◆ Task prompt:
Give the data again exactly, from its opening line through the line in which "We did get a" appears.

◆ Material for the task:

Issue #2394, opened 2018-01-19
Notebooks become unresponsive


falbarelli:
I am using nteract 0.5.5 on macOS High Sierra.
I noticed that very often notebooks become unresponsive, i.e. I scroll but the notebook window is almost frozen. I use notebooks with some figures, but not big at all...
Does it happen to anybody else?

rgbkrk:
We had a regression in the last release that caused performance issues on notebooks, even on smaller sizes. We're looking to get a new release out soon.

rgbkrk:
We did get a release out and we've got another coming up that has optimized rendering a bit more.

Issue #2362, opened 2018-01-11
Optimize performance of our components


rgbkrk:
This is especially important for big notebooks, though it can be noticed with smaller ones as well. Here's some super light editing of a notebook in notebook-on-next, using React devtools with "Highlight Updates" checked:

![highlight-updates](https://user-images.githubusercontent.com/836375/34843855-8fdb8498-f6c4-11e7-8a32-6f30753015b7.gif)

Notice how changing one cell is causing a re-render of _all_ the cells. That should not be the case with our components. I _think_ this is because the `cellMap` is changing (as our top level prop), so then all the children have to re-render (from the `<NotebookApp/>` component).

I'm a total novice on performance optimizations here. There are components that we could actually write a custom `shouldComponentUpdate` for (or even switch some to `PureComponent`). _This_ however looks like an architectural issue possibly (?). Perhaps it's just that the cells themselves should have their own `shouldComponentUpdate` (or the components inside).

lgeiger:
As an very simple starting point we might want to enable the [`jsx-no-bind` ESLINT rule](https://github.com/yannickcr/eslint-plugin-react/blob/master/docs/rules/jsx-no-bind.md):
> A bind call or arrow function in a JSX prop will create a brand new function on every single render. This is bad for performance, as it will result in the garbage collector being invoked way more than is necessary. It may also cause unnecessary re-renders if a brand new function is passed as a prop to a component that uses reference equality check on the prop to determine if it should update.

lgeiger:
Here's a nice little tool that logs potential unnecessary renders: https://github.com/maicki/why-did-you-update

rgbkrk:
At first I was like "that's silly, we don't do any binding anywhere that's passed through". Then I realized that all our cells are passing in arrow functions that call to dispatch with their ID... 🤔

rgbkrk:
It turned out to be much more than the bound functions. Because the `<NotebookApp />` had `cellMap` as a prop, literally any change to any cell was causing the whole tree to render because the root was. I'm looking forward to finishing this up in #2402, it's working _really_ well now!

rgbkrk:
I think we can declare this one as iteratively improving, though it would be super neat if we measured performance on CI someday.

PR #2402, opened 2018-01-21
Notebook App rendering performance improvements

rgbkrk:
Mitigates issues #2394 and #2362 (and likely others). This PR does some performance optimizations of the app itself by making a provider component for a cell.

master | PR
----|---
master | pr

I've got some cleanup to do here. Generally I think this could be a lot better. One idea I've had is to move the current global level keybindings (for running / focusing cells) to a separate keybinding component or even just deferring them to our codemirror component.

### DIFF
--- a/applications/notebook-on-next/pages/edit.js
+++ b/applications/notebook-on-next/pages/edit.js
@@ -1,7 +1,7 @@
 // @flow
 import * as React from "react";
 import fetch from "isomorphic-fetch";
-import { emptyNotebook, fromJS } from "@nteract/commutable";
+import { emptyNotebook, fromJS, toJS } from "@nteract/commutable";
 import { NotebookApp } from "@nteract/core/providers";
 import { Provider } from "react-redux";
 import { List as ImmutableList, Map as ImmutableMap } from "immutable";
@@ -12,6 +12,7 @@ const store = configureStore();
 
 async function fetchFromGist(gistId): ?Object {
   const path = `https://api.github.com/gists/${gistId}`;
+
   return fetch(path)
     .then(async response => {
       if (response.status !== 200) return null;
@@ -26,7 +27,7 @@ async function fetchFromGist(gistId): ?Object {
         }
       }
     })
-    .catch(err => null);
+    .catch(err => toJS(emptyNotebook));
 }
 
 const Error = () => (
--- a/packages/core/__tests__/epics/execute-spec.js
+++ b/packages/core/__tests__/epics/execute-spec.js
@@ -4,6 +4,7 @@ import {
   SEND_EXECUTE_REQUEST,
   ABORT_EXECUTION,
   ERROR_EXECUTING,
+  EXECUTE_CELL,
   CLEAR_OUTPUTS,
   UPDATE_CELL_STATUS,
   UPDATE_DISPLAY,
@@ -28,10 +29,9 @@ import { toArray, share, catchError, bufferCount } from "rxjs/operators";
 
 describe("executeCell", () => {
   test("returns an executeCell action", () => {
-    expect(executeCell("0-0-0-0", "import random; random.random()")).toEqual({
-      type: SEND_EXECUTE_REQUEST,
-      id: "0-0-0-0",
-      message: expect.any(Object)
+    expect(executeCell("0-0-0-0")).toEqual({
+      type: EXECUTE_CELL,
+      id: "0-0-0-0"
     });
   });
 });
@@ -64,7 +64,22 @@ describe("createExecuteCellStream", () => {
             status: "not connected"
           },
           notificationSystem: { addNotification: jest.fn() }
-        }
+        },
+        document: Immutable.fromJS({
+          notebook: {
+            cellMap: {
+              first: {
+                source: "woo",
+                cell_type: "code"
+              },
+              second: {
+                source: "eh",
+                cell_type: "code"
+              }
+            },
+            cellOrder: ["first", "second"]
+          }
+        })
       }
     };
     const action$ = ActionsObservable.of({ type: SEND_EXECUTE_REQUEST });
@@ -149,7 +164,7 @@ describe("executeCellEpic", () => {
   test("Errors on a bad action", done => {
     // Make one hot action
     const badAction$ = ActionsObservable.of({
-      type: SEND_EXECUTE_REQUEST
+      type: EXECUTE_CELL
     }).pipe(share());
     const responseActions = executeCellEpic(badAction$, store).pipe(
       catchError(error => {
@@ -181,14 +196,42 @@ describe("executeCellEpic", () => {
       err => done.fail(err)
     );
   });
-  test("Informs about disconnected kernels, allows reconnection", done => {
-    const action$ = ActionsObservable.of(executeCell("id", "source")).pipe(
-      share()
-    );
+  test.only("Informs about disconnected kernels, allows reconnection", done => {
+    const store = {
+      getState() {
+        return this.state;
+      },
+      state: {
+        app: {
+          kernel: {
+            status: "not connected"
+          },
+          channels: false,
+          notificationSystem: { addNotification: jest.fn() }
+        },
+        document: Immutable.fromJS({
+          notebook: {
+            cellMap: {
+              first: {
+                source: "woo",
+                cell_type: "code"
+              },
+              second: {
+                source: "eh",
+                cell_type: "code"
+              }
+            },
+            cellOrder: ["first", "second"]
+          }
+        })
+      }
+    };
+
+    const action$ = ActionsObservable.of(executeCell("first")).pipe(share());
     const responseActions = executeCellEpic(action$, store);
     responseActions.subscribe(
       x => {
-        expect(x.payload.toString()).toEqual("Error: kernel not connected");
+        expect(x.payload.toString()).toEqual("Kernel not connected!");
         done();
       },
       err => done.fail(err)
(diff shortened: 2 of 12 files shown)


applications/notebook-on-next/pages/edit.js
```diff
@@ -12,6 +12,9 @@ const store = configureStore();
 
 async function fetchFromGist(gistId): ?Object {
   const path = `https://api.github.com/gists/${gistId}`;
+  return toJS(emptyNotebook);
```
rgbkrk: Reminder to myself that I have to return this file back to how I found it. 😉

packages/core/src/actionTypes.js
```diff
@@ -124,6 +124,11 @@ export type SendExecuteMessageAction = {
   message: ExecuteRequest
 };
 
+export const EXECUTE_CELL = "EXECUTE_CELL";
+export type ExecuteCellAction = {
+  id: CellID
+};
```
rgbkrk: This brings _back_ `EXECUTE_CELL`, which is requesting that we execute a cell with a given ID. This helps us not have to have the cells and their contents bound to actions that will cause cell execution -- they should only have to have the cell ID.

packages/core/src/epics/execute.js
```diff
@@ -177,11 +179,19 @@ export function executeCellEpic(action$: ActionsObservable<*>, store: any) {
...
       cellActionStream.pipe(
-        // When a new SEND_EXECUTE_REQUEST comes in with the current ID, we create a
+        // When a new EXECUTE_CELL comes in with the current ID, we create a
         // a new stream and unsubscribe from the old one.
-        switchMap(({ message, id }) =>
-          createExecuteCellStream(action$, store, message, id)
-        )
+        switchMap(({ id }) => {
+          const state = store.getState();
+          const source = state.getIn(["document", "cellMap", id, "source"], "");
```
rgbkrk: I should probably add a comment in here that we create create the execute request based on the source of the ID from the `EXECUTE_CELL` action.

packages/core/src/providers/notebook-app.js
```diff
@@ -100,14 +326,8 @@ const mapStateToProps = (state: Object, ownProps: Props): Props => {
...
     lastSaved: state.app.get("lastSaved"),
     cellOrder: state.document.getIn(["notebook", "cellOrder"], ImmutableList()),
-    cellMap: state.document.getIn(["notebook", "cellMap"], ImmutableMap()),
-    transient: state.document.get("transient"),
-    cellPagers: state.document.get("cellPagers", ImmutableMap()),
-    cellFocused: state.document.get("cellFocused"),
-    editorFocused: state.document.get("editorFocused"),
     stickyCells: state.document.get("stickyCells"),
     kernelStatus: state.app.getIn(["kernel", "status"], "not connected"),
-    models: state.comms.get("models"),
```
rgbkrk, line 110: The more I was able to take out of our top level component here, the better it got.

packages/core/src/providers/notebook-app.js
```diff
@@ -178,27 +397,28 @@ export class NotebookApp extends React.Component<Props> {
...
+    return;
 
-    if (!cell) {
-      return;
-    }
+    /*
+    const id = this.props.cellFocused;
 
     if (e.shiftKey && !this.props.stickyCells.has(id)) {
+      // Couldn't focusNextCell just do it, no need to have this here
```
rgbkrk: Clarification on this comment, as well as a todo for me:

There should be a way to dispatch something like `focusTheCellAfterTheCurrentFocusedCell`

packages/core/src/providers/notebook-app.js
```diff
@@ -178,27 +397,28 @@ export class NotebookApp extends React.Component<Props> {
...
       this.context.store.dispatch(focusNextCell(this.props.cellFocused, true));
       this.context.store.dispatch(focusNextCellEditor(id));
     }
 
-    if (cell.get("cell_type") === "code") {
-      this.context.store.dispatch(executeCell(id, cell.get("source")));
-    }
+    // Could become "executeFocusedCell"
+    this.context.store.dispatch(executeCell(id));
```
rgbkrk: Just the same, we should be able to run `executeFocusedCell`.

packages/core/src/providers/notebook-app.js
```diff
@@ -178,27 +397,28 @@ export class NotebookApp extends React.Component<Props> {
...
-    const cellMap = this.props.cellMap;
-    const id = this.props.cellFocused;
-    const cell = cellMap.get(id);
+    return;
 
-    if (!cell) {
-      return;
-    }
+    /*
+    const id = this.props.cellFocused;
```
rgbkrk: Can't merge until the functionality here is brought back. I tore it out to reduce how much information the top level notebook was getting so I could get the nice update highlighting. 😄

packages/core/src/providers/notebook-app.js
rgbkrk: Thinking about this one in particular, I think the transforms could/should opt in to the models via `contextTypes`. Only model-debug is using this currently, so I think that's a fine assumption while we carve this out.

rgbkrk:
Alright! This should now pass and is ready for review!

packages/core/__tests__/epics/execute-spec.js
```diff
@@ -181,14 +196,42 @@ describe("executeCellEpic", () => {
       err => done.fail(err)
     );
   });
-  test("Informs about disconnected kernels, allows reconnection", done => {
-    const action$ = ActionsObservable.of(executeCell("id", "source")).pipe(
-      share()
-    );
+  test.only("Informs about disconnected kernels, allows reconnection", done => {
```
theengineear: ⚡️ 💀

packages/core/src/components/toolbar.js
```diff
@@ -21,7 +21,7 @@ import {
   TriangleRightOcticon
 } from "@nteract/octicons";
 
-declare type ToolbarProps = {|
+export type ToolbarProps = {|
```
theengineear, line 24: Does `declare` make the type available globally or something?

packages/core/src/epics/execute.js
```diff
@@ -166,7 +180,18 @@ export function createExecuteCellStream(
...
 export function executeCellEpic(action$: ActionsObservable<*>, store: any) {
   return action$.pipe(
-    ofType(SEND_EXECUTE_REQUEST),
+    ofType(EXECUTE_CELL, EXECUTE_FOCUSED_CELL),
+    mergeMap(action => {
+      if (action.type === EXECUTE_FOCUSED_CELL) {
+        const state = store.getState();
+        const id = state.document.get("cellFocused");
+        if (!id) {
+          throw new Error("attempted to execute without an id");
```
theengineear, line 189: If this just throws in here, why do we allow `id?: string` in the type defs?

packages/core/src/providers/notebook-app.js
```diff
@@ -43,30 +43,254 @@ import {
...
+
+    const cellFocused = this.props.cellFocused;
+    const editorFocused = this.props.editorFocused;
+
+    let element = null;
+
+    switch (cellType) {
+      case "code":
+        element = (
+          <React.Fragment>
```
theengineear, line 160: 👌

packages/core/src/providers/toolbar.js
```diff
@@ -1,5 +1,5 @@
 // @flow
-import React, { Component } from "react";
+import * as React from "react";
```
theengineear, line 2: 🐄 isn't the canonical import `import React from "react"`?

packages/core/src/providers/toolbar.js
```diff
@@ -60,7 +58,7 @@ class Toolbar extends Component<Props> {
 
   executeCell(): void {
     const { dispatch } = this.props;
-    dispatch(executeCell(this.props.id, this.props.cell.get("source")));
```
theengineear, line 63: 🎉

theengineear (changes requested):
Just un-skip that test. Otherwise, looking great!

packages/core/src/providers/toolbar.js
rgbkrk: From the [flow docs on React](https://flow.org/en/docs/react/components/)

> Note: We import React as a namespace here with import * as React from 'react' instead of as a default with import React from 'react'. When importing React as an ES module you may use either style, but importing as a namespace gives you access to React’s utility types.

Most of the code base is this way as well and occurred on some combo of React 16 and a more recent flow release.

packages/core/src/epics/execute.js
rgbkrk: The `EXECUTE_FOCUSED_CELL` action has no id, and relies on what's in the store for the current focused cell.  If for some reason a cell is not focused and they hit shift-enter, I figured this should be thrown (and caught in the epic as `catchError` (not in the diff here, it's in the epic much lower).

packages/core/src/components/toolbar.js
rgbkrk: You know, I'm not sure. I just switched this to export so I could explicitly use it in the provider component.

packages/core/__tests__/epics/execute-spec.js
rgbkrk: Whoops!

rgbkrk:
Fixed up the tests, now to watch CI run. 👁 👁

theengineear (approved):

packages/core/src/providers/toolbar.js
theengineear: ah, awesome. thanks! that's really good to know. i'm positive that saved me like at least 10 minutes down the road somewhere 😛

◆ Task solution:
Issue #2394, opened 2018-01-19
Notebooks become unresponsive


falbarelli:
I am using nteract 0.5.5 on macOS High Sierra.
I noticed that very often notebooks become unresponsive, i.e. I scroll but the notebook window is almost frozen. I use notebooks with some figures, but not big at all...
Does it happen to anybody else?

rgbkrk:
We had a regression in the last release that caused performance issues on notebooks, even on smaller sizes. We're looking to get a new release out soon.

rgbkrk:
We did get a release out and we've got another coming up that has optimized rendering a bit more.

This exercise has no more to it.